In that new Helsinki of the ‘thirties, which had opened like a garden flower, gaily coloured, sunlit, practical and impractical, in love with every novelty of the moment, which it thought astonishing, lived Naimi Saarinen, back from her exile, where she had been driven by wounded passion twenty years before.

The house she lived in sported a doorbell-and-telephone arrangement, fixed to the outside-door jamb, though few of the residents used it to inform themselves, before opening the door, who was seeking admission. This doorbell system was all the rage for these new houses, supposedly a wonderful addition to the peace and security of the inhabitants; at least that is what the developer who had thought it up said, and everyone had latched on to it as eagerly as if it were a new toy. The residents (apart from Naimi Saarinen) had, however, scarcely ever taken advantage of the gadget’s benefits, and it had turned out to be a nuisance, for little boys had taken to running their fingertips over all the buttons, as if they were piano keys – a drawback the developers had not taken into account, in their aspiration to preserve the residents’ valuable peace and quiet.
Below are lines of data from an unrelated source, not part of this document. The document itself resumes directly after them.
PR #1762, opened 2019-09-26
Add ASC support

myagley:


philipktlin:
Do we need to upgrade Microsoft.Azure.Devices.Client in edge-modules\functions\binding\src\Microsoft.Azure.WebJobs.Extensions.EdgeHub\Microsoft.Azure.WebJobs.Extensions.EdgeHub.csproj?

PR #1763, opened 2019-09-26
fix deployment status update

philipktlin:
Update deployment status to success even there is no deployment change.  We got IcM incident that we find when any exception happened during edge agent reconciliation, it will report 500 failed deployment status.   If it is a transient exception (timeout exception when calling to management endpoint to get container list) and there is no change in deployment, the next reconciliation doesn't detect any change and doesn't assign any deployment status.  Therefore it doesn't update deployment status back to 200 OK.


edge-agent/src/Microsoft.Azure.Devices.Edge.Agent.Core/Agent.cs
```diff
@@ -145,6 +145,10 @@ public async Task ReconcileAsync(CancellationToken token)
                                 throw;
                             }
                         }
+                        else
```
arsing: Maybe flip the `if` and `else` around to simplify the condition. `if (plan.IsEmpty) { ... } else { ... }`

edge-agent/src/Microsoft.Azure.Devices.Edge.Agent.Core/Agent.cs
```diff
@@ -145,6 +145,10 @@ public async Task ReconcileAsync(CancellationToken token)
...
+                        {
+                            status = Option.Some(DeploymentStatus.Success);
```
arsing: Since `status` is now a `Some` in every path, why does it need to be `Option` at all? Maybe have it be `DeploymentStatus.Success` by default and only override it inside the `catch` block?

philipktlin:
rebase problem; will re-create a new PR.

Entrance A opened onto a glossy cornflower-blue hallway whose surprise feature was two slender silver-painted pillars. At its round end was the lift, which went up and clown a glass and nickel shaft and had bone-yellow sides: the architect had hit upon this colour in experimenting with casein, a type of paint derived from milk. The ceiling of the lift was sky-blue, like the floor; and the bone-yellow and the nickel and the sky-blue flashed and shimmered; but the little boys, who were to be found in every house, even in New Helsinki – although they were not welcomed there – had discovered that a bone-yellow lift panel was a really excellent writing surface, and the lift had lost some of its shine under their scratchings. Ten years later it was to approach ruination.
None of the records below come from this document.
PR #1765, opened 2019-09-27
Add support for limiting in-memory store space usage.

shantanu1singh:
EdgeHub currently supports an in-memory only message store which can be enabled by setting the `UsePersistentStorage` configuration flag to `false` in the module’s configuration.

With this change, the size of the in-memory store can be limited by specifying a maximum value (in total number of bytes). This will help customers leverage the benefits of an in-memory only store (thus limiting disk writes) while also preventing the in-memory stores from consuming an indefinite amount of memory.

The maximum storage size limit can be specified using a new configuration section `StoreLimits` in the `StoreAndForwardConfiguration` of the `EdgeHub` twin. `StoreLimits` has a property `MaxSizeBytes` that can be used to specify the maximum storage size (in bytes) that the customer would like. If a value is specified in the twin, `EdgeHub` would keep track of the total number of bytes being consumed by the in-memory store and if that limit is exceeded at any point, a `StorageFullException` will be thrown.


edge-util/src/Microsoft.Azure.Devices.Edge.Storage/IStorageSpaceChecker.cs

The children were not popular in these houses. They were children of the same twentieth-century that was somewhat hastily – this was just its beginning, remember: six decades were left, to be formed by different mortals – being called the Century of the Child, the century of child welfare.
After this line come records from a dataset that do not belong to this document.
PR #1772, opened 2019-09-30
Iotedge can bundle logs

lfitchett:
This adds the cssbundle command to the iotedge tool. cssbundle will take all of the logs from a specific date and bundle them into 1 zip file. 

Usage: ```iotedge cssbundle --location "~/my_directory" --since "1 day"```


edgelet/iotedge/src/bundle.rs
```diff
@@ -0,0 +1,233 @@
...
+use futures::{Future, Stream};
+use tokio::prelude::*;
+
+use crate::error::{Error, ErrorKind};
+use failure::Fail;
+
+use crate::logs::pull_logs;
+use crate::Command;
+
+use edgelet_core::{LogOptions, LogTail::Num, Module, ModuleRuntime};
```
arsing: Our existing style is to not import individual enum variants like `LogTail::Num`. Instead import `LogTail` and write `LogTail::Num(0)`

edgelet/iotedge/src/bundle.rs
```diff
@@ -0,0 +1,233 @@
+// Copyright (c) Microsoft. All rights reserved.
+
+use chrono::{DateTime, Local, NaiveDateTime, Utc};
```
arsing: Order of imports is:

- libstd `use std::`
- 3rd party crates `use chrono::`
- Our crates `use edgelet_core::`
- Current crate `use crate::`
- Super imports `use super::`

Each group is internally sorted alphabetically and separated by an empty line.

edgelet/iotedge/src/bundle.rs
```diff
@@ -0,0 +1,233 @@
...
+        let result = future::result(self.make_state())
+            .and_then(Bundle::write_all_logs)
+            .map(drop)
+            .map(|_| println!("Wrote all logs to file"));
+
+        Box::new(result)
+    }
+}
+
+impl<M> Bundle<M>
```
arsing: Merge this into the first `impl` block for `Bundle<M>`

edgelet/iotedge/src/bundle.rs
```diff
@@ -0,0 +1,233 @@
...
+                        zip_writer: zw,
+                    }
+                })
+            })
+    }
+}
+
+#[cfg(test)]
+mod tests {
+    use edgelet_core::{MakeModuleRuntime, ModuleRuntimeState};
```
arsing: Same comment about order of imports applies here.

edgelet/iotedge/src/lib.rs
```diff
@@ -1,6 +1,6 @@
 // Copyright (c) Microsoft. All rights reserved.
 
-#![deny(rust_2018_idioms, warnings)]
+// #![deny(rust_2018_idioms, warnings)]
```
arsing: Uncomment this.

edgelet/iotedge/src/logs.rs
```diff
@@ -32,27 +32,41 @@ where
...
 }
+
+pub fn pull_logs<M, W>(
+    runtime: &M,
+    id: &str,
+    options: &LogOptions,
+    writer: W,
+) -> impl Future<Item = W, Error = Error> + Send
+where
+    M: 'static + ModuleRuntime + Clone,
```
arsing: Do you need `M` to be `Clone` ? (I know it was `Clone` in the original code, but I don't think it was necessary there either.)

edgelet/iotedge/src/main.rs
```diff
@@ -14,6 +14,10 @@ use failure::{Fail, ResultExt};
 use futures::Future;
 use url::Url;
 
+use chrono::{DateTime, Duration, Local};
+use parse_duration;
```
arsing: You don't need this `use parse_duration;`

edgelet/iotedge/src/main.rs
```diff
@@ -237,6 +241,34 @@ fn run() -> Result<(), Error> {
...
+                .arg(
+                    Arg::with_name("location")
+                        .help("Directory to store bundle")
+                        .long("location")
+                        .takes_value(true)
+                        .value_name("DIRECTORY")
+                        .default_value("."),
+                )
+                .arg(
+                    Arg::with_name("tail")
```
arsing: Keep parameters in alphabetical order, so define `tail` after `since`.

arsing: Why do we want a `tail` option for this command? Shouldn't the `since` date be the only way?

edgelet/iotedge/src/main.rs
```diff
@@ -293,7 +325,7 @@ fn run() -> Result<(), Error> {
                 args.is_present("verbose"),
                 args.is_present("warnings-as-errors"),
             )
-            .and_then(|mut check| check.execute()),
+            .and_then(iotedge::Command::execute),
```
arsing: Just `Command::execute`. There's already a `use iotedge::*;` in scope.

edgelet/iotedge/src/main.rs
```diff
@@ -314,7 +346,7 @@ fn run() -> Result<(), Error> {
                 .unwrap_or_default();
             let since = args
                 .value_of("since")
-                .and_then(|a| a.parse::<i32>().ok())
+                .and_then(|s| parse_since(s).try_into().ok())
```
arsing: This will silently swallow an invalid value and use the default. We should print an error instead.

Same for `tail` above, and for `tail` and `since` in the new subcommand below.

edgelet/iotedge/src/main.rs
```diff
@@ -323,6 +355,76 @@ fn run() -> Result<(), Error> {
...
+    if let Ok(datetime) = DateTime::parse_from_rfc3339(since) {
+        datetime.timestamp()
+    } else if let Ok(epoch) = since.parse() {
+        epoch
+    } else if let Ok(duration) = parse_duration::parse(since) {
+        (Local::now() - Duration::nanoseconds(duration.as_nanos().try_into().unwrap_or_default()))
+            .timestamp()
+    } else {
+        /* Default to 1 day ago */
+        println!("Flag since ({}) not recognized. Defaulting to 1 day", since);
```
arsing: This should return a fatal error instead of defaulting.

edgelet/iotedge/src/main.rs
```diff
@@ -323,6 +355,76 @@ fn run() -> Result<(), Error> {
...
+                .with_follow(false)
+                .with_tail(tail)
+                .with_since(since);
+            tokio_runtime.block_on(Bundle::new(options, location, runtime()?).execute())
+        }
         (command, _) => tokio_runtime.block_on(Unknown::new(command.to_string()).execute()),
     }
 }
+
+fn parse_since(since: &str) -> i64 {
```
arsing: Since the underlying API takes `i32`, this should perform the fallible conversion to `i32` and return that, instead of `i64`

edgelet/iotedge/Cargo.toml
```diff
@@ -10,7 +10,7 @@ edition = "2018"
 [dependencies]
 atty = "0.2"
 bytes = "0.4"
-chrono = { version = "0.4", features = ["serde"] }
+chrono = { version = "0.4.7", features = ["serde"] }
```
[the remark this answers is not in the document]
lfitchett: I don't, removed

edgelet/iotedge/src/bundle.rs
```diff
@@ -0,0 +1,233 @@
...
+
+use crate::error::{Error, ErrorKind};
+use failure::Fail;
+
+use crate::logs::pull_logs;
+use crate::Command;
+
+use edgelet_core::{LogOptions, LogTail::Num, Module, ModuleRuntime};
+
+pub struct Bundle<M> {
```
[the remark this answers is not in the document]
lfitchett: decided on support-bundle

edgelet/iotedge/src/logs.rs
lfitchett: nope, removed

edgelet/iotedge/src/main.rs
lfitchett: yea

lfitchett: yea

edgelet/iotedge/src/support_bundle.rs
```diff
@@ -0,0 +1,230 @@
...
+            "Writing all logs {}since {} (local time {}) to {}",
+            max_lines, since_time, since_local, self.location
+        );
+
+        /* Make state */
+        let file_options =
+            zip::write::FileOptions::default().compression_method(zip::CompressionMethod::Deflated);
+
+        let zip_writer = zip::ZipWriter::new(
+            File::create(format!("{}/css_bundle.zip", self.location.to_owned()))
```
myagley: Let's not include the `css` in this file name. What about `iotedge_logs.zip` or `iotedge_bundle.zip` or `bundle.zip`?

edgelet/iotedge/src/support_bundle.rs
```diff
@@ -0,0 +1,230 @@
...
+                .map_err(|err| Error::from(err.context(ErrorKind::WriteToStdout)))?,
```
myagley: We should probably add a different `ErrorKind` than `WriteToStdout`. This is going to possibly print an error message that doesn't make sense because this is not writing to stdout.

edgelet/iotedge/src/support_bundle.rs
```diff
@@ -0,0 +1,230 @@
...
+        } = state;
+
+        let file_name = format!("logs/{}_log.txt", module_name);
+        zip_writer
+            .start_file_from_path(&Path::new(&file_name), file_options)
+            .into_future()
+            .map_err(|err| Error::from(err.context(ErrorKind::WriteToStdout)))
+            .and_then(move |_| {
+                pull_logs(&runtime, &module_name, &log_options, zip_writer).map(move |zw| {
+                    println!("Wrote {} to file", module_name);
```
myagley: We are probably going to need to do a quick "strings" review on this for all of the text written to stdout. We'll have to loop in whoever is PM'ing this.

edgelet/iotedge/src/support_bundle.rs
```diff
@@ -0,0 +1,234 @@
...
+use std::path::Path;
+
+use chrono::{DateTime, Local, NaiveDateTime, Utc};
+use failure::Fail;
+use futures::{Future, Stream};
+use tokio::prelude::*;
+use zip;
+
+use crate::error::{Error, ErrorKind};
+use edgelet_core::{LogOptions, LogTail, Module, ModuleRuntime};
```
arsing: Imports are in the wrong order.

edgelet/iotedge/src/main.rs
```diff
@@ -14,6 +15,8 @@ use failure::{Fail, ResultExt};
 use futures::Future;
 use url::Url;
 
+use chrono::{DateTime, Duration, Local};
```
arsing: Imports are in the wrong order.

edgelet/iotedge/src/main.rs
```diff
@@ -237,6 +240,26 @@ fn run() -> Result<(), Error> {
                 ),
         )
         .subcommand(SubCommand::with_name("version").about("Show the version information"))
+        .subcommand(
+            SubCommand::with_name("support-bundle")
+                .about("Bundles troubleshooting information")
+                .arg(
+                    Arg::with_name("location")
```
arsing: Shouldn't it be a filename rather than a directory? The command only produces one archive file, right?

edgelet/iotedge/src/main.rs
```diff
@@ -323,6 +351,96 @@ fn run() -> Result<(), Error> {
             tokio_runtime.block_on(Logs::new(id, options, runtime()?).execute())
         }
         ("version", _) => tokio_runtime.block_on(Version::new().execute()),
+        ("support-bundle", Some(args)) => {
+            let location = args.value_of("location").unwrap_or_default();
```
arsing: We'd talked about using `expect` like the `check` subcommand does, since the args have a default value so `value_of` won't return `None`. `unwrap_or_default` is not what you want - it's empty string in this case, 0 for the integer parameters, neither of which make sense given the way they're used.

arsing: File / directory paths should use `value_of_os`, not `value_of`

edgelet/iotedge/src/main.rs
```diff
@@ -323,6 +351,96 @@ fn run() -> Result<(), Error> {
...
+    }
+
+    #[test]
+    fn parse_unix() {
+        assert_eq!(parse_since("1569600000").unwrap(), 1_569_600_000);
+    }
+
+    #[test]
+    fn parse_default() {
+        assert!(parse_since("asdfasdf").is_err());
```
arsing: `let _ = parse_since("asdfasdf").unwrap_err();` will give you a better panic message like `called unwrap_err on an Ok value <>` than `expected true, got false`.

THIRDPARTYNOTICES
```diff
@@ -5503,3 +5503,51 @@ Permission is hereby granted, free of charge, to any person obtaining a copy of
...
+The above copyright notice and this permission notice shall be included in all
+copies or substantial portions of the Software.
+
+THE SOFTWARE IS PROVIDED "AS IS", WITHOUT WARRANTY OF ANY KIND, EXPRESS OR
+IMPLIED, INCLUDING BUT NOT LIMITED TO THE WARRANTIES OF MERCHANTABILITY,
+FITNESS FOR A PARTICULAR PURPOSE AND NONINFRINGEMENT. IN NO EVENT SHALL THE
+AUTHORS OR COPYRIGHT HOLDERS BE LIABLE FOR ANY CLAIM, DAMAGES OR OTHER
+LIABILITY, WHETHER IN AN ACTION OF CONTRACT, TORT OR OTHERWISE, ARISING FROM,
+OUT OF OR IN CONNECTION WITH THE SOFTWARE OR THE USE OR OTHER DEALINGS IN THE
+SOFTWARE.
```
arsing: Missing newline at end of file.

edgelet/Cargo.lock
```diff
@@ -1,5 +1,10 @@
 # This file is automatically @generated by Cargo.
 # It is not intended for manual editing.
+[[package]]
```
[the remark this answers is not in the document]
arsing: Not yet resolved. You need to add all the new deps that have been added to `Cargo.lock` to the `THIRDPARTYNOTICES` file if they're not already there (and most of them aren't).

edgelet/iotedge/src/main.rs
```diff
@@ -237,6 +239,33 @@ fn run() -> Result<(), Error> {
...
+        .subcommand(
+            SubCommand::with_name("support-bundle")
+                .about("Bundles troubleshooting information")
+                .arg(
+                    Arg::with_name("output")
+                        .help("output file")
+                        .long("output")
+                        .short("o")
+                        .takes_value(true)
+                        .value_name("DIRECTORY")
```
arsing: `.value_name("FILENAME")`

edgelet/iotedge/src/main.rs
```diff
@@ -237,6 +239,33 @@ fn run() -> Result<(), Error> {
                 ),
         )
         .subcommand(SubCommand::with_name("version").about("Show the version information"))
+        .subcommand(
+            SubCommand::with_name("support-bundle")
+                .about("Bundles troubleshooting information")
+                .arg(
+                    Arg::with_name("output")
+                        .help("output file")
```
arsing: `.help("Path of output file")`

edgelet/iotedge/src/main.rs
```diff
@@ -237,6 +239,33 @@ fn run() -> Result<(), Error> {
...
+                    Arg::with_name("since")
+                        .help("Only return logs since this time, as a duration (1d, 90m, 2h30m), rfc3339 timestamp, or UNIX timestamp")
+                        .long("since")
+                        .takes_value(true)
+                        .value_name("DURATION or TIMESTAMP")
+                        .default_value("1 day"),
+                )
+                .arg(
+                    Arg::with_name("include-ms-only")
+                        .help("Follow output log")
```
arsing: `.help("Only include logs from Microsoft-owned Edge modules")`

edgelet/iotedge/src/main.rs
```diff
@@ -310,19 +339,117 @@ fn run() -> Result<(), Error> {
...
+                .transpose()?
+                .expect("arg has a default value");
             let options = LogOptions::new()
                 .with_follow(follow)
                 .with_tail(tail)
                 .with_since(since);
             tokio_runtime.block_on(Logs::new(id, options, runtime()?).execute())
         }
         ("version", _) => tokio_runtime.block_on(Version::new().execute()),
+        ("support-bundle", Some(args)) => {
```
arsing: Keep the arms alphabetically sorted. So this goes above `"version"`

edgelet/iotedge/src/support_bundle.rs
arsing: Not yet resolved.

```rust
use tokio::prelude::*;
use zip;

use edgelet_core:: ...

use crate:: ...
```

edgelet/iotedge/src/support_bundle.rs
```diff
@@ -0,0 +1,290 @@
...
+    fn write_all_logs(s1: BundleState<M>) -> impl Future<Item = BundleState<M>, Error = Error> {
+        SupportBundle::get_modules(s1).and_then(|(names, s2)| {
+            stream::iter_ok(names).fold(s2, SupportBundle::write_log_to_file)
+        })
+    }
+
+    fn get_modules(
+        state: BundleState<M>,
+    ) -> impl Future<Item = (Vec<String>, BundleState<M>), Error = Error> {
+        let ms_modules = &["edgeHub", "edgeAgent"];
```
arsing:
```rust
const MS_MODULES: &[&str] = &["edgeAgent", "edgeHub"];
```

edgelet/iotedge/src/main.rs
```diff
@@ -261,11 +260,12 @@ fn run() -> Result<(), Error> {
                 )
                 .arg(
                     Arg::with_name("include-ms-only")
```
veyalla: We should call this "include-edge-runtime-only" and change the corresponding help text as well. Also suggest have a `.short("e")` alias.

MS owned modules can mean other first party modules like streamanalytics, blobstorage etc.

edgelet/iotedge/src/main.rs
```diff
@@ -310,19 +340,117 @@ fn run() -> Result<(), Error> {
...
+        assert_eq!(
+            parse_since("2019-09-27T16:00:00+00:00").unwrap(),
+            1_569_600_000
+        );
+    }
+
+    #[test]
+    fn parse_english() {
+        assert_near(
+            parse_since("1 hour").unwrap(),
```
myagley: Does the customer need to put this duration in quotes on the command line or is clap smart enough to parse it?

lfitchett: if there's spaces they will, but 1d or 2d6h works as well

‘The era of humanity’s over,’ as the doctor used to say. ‘Up to 1914 we were still living on capital – the scraps of the previous great humane period. Four more years, and our century had revealed its bestiality, leaving us with a protracted hangover, dragging on till 1930. After which, time marched under other ideals. From then on humaneness was reactionary. This is the Century of the Child, all right – but not the way we thought, not in a humane sense: the Child in question is the one the nation needs for permanent war, the child that’s become a man – the boychild the state can use to realise the new world’s ideals and ideology. But the nicely bred, select-few children are just as robust as the ruck, and just as ruinous.’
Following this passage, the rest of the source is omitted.